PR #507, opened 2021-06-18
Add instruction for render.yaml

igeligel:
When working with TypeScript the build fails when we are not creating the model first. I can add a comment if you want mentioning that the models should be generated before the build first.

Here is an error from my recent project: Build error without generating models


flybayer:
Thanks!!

---

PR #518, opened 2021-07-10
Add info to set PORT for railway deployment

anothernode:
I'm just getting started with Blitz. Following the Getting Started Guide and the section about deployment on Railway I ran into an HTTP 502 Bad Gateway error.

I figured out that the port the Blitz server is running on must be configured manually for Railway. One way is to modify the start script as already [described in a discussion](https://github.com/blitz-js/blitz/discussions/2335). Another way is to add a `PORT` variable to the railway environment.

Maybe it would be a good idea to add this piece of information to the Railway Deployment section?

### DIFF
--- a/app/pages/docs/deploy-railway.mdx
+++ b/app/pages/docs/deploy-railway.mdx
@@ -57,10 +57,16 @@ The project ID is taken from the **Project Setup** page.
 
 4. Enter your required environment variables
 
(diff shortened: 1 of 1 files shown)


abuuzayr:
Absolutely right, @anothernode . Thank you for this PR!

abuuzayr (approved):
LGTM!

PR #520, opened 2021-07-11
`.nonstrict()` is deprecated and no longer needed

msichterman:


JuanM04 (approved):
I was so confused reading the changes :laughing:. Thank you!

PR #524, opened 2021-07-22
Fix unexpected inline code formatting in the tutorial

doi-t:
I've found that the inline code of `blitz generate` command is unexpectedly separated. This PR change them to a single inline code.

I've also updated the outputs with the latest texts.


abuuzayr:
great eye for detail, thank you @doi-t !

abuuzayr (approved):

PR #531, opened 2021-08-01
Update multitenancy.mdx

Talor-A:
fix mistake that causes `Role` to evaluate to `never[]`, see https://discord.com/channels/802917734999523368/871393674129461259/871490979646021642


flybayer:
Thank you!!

**PROBLEM TO WORK ON:**
In the material above, please find every line that includes the word "anothernode" and copy it.

**ANSWER FOR THE TASK:**
anothernode:
Absolutely right, @anothernode . Thank you for this PR!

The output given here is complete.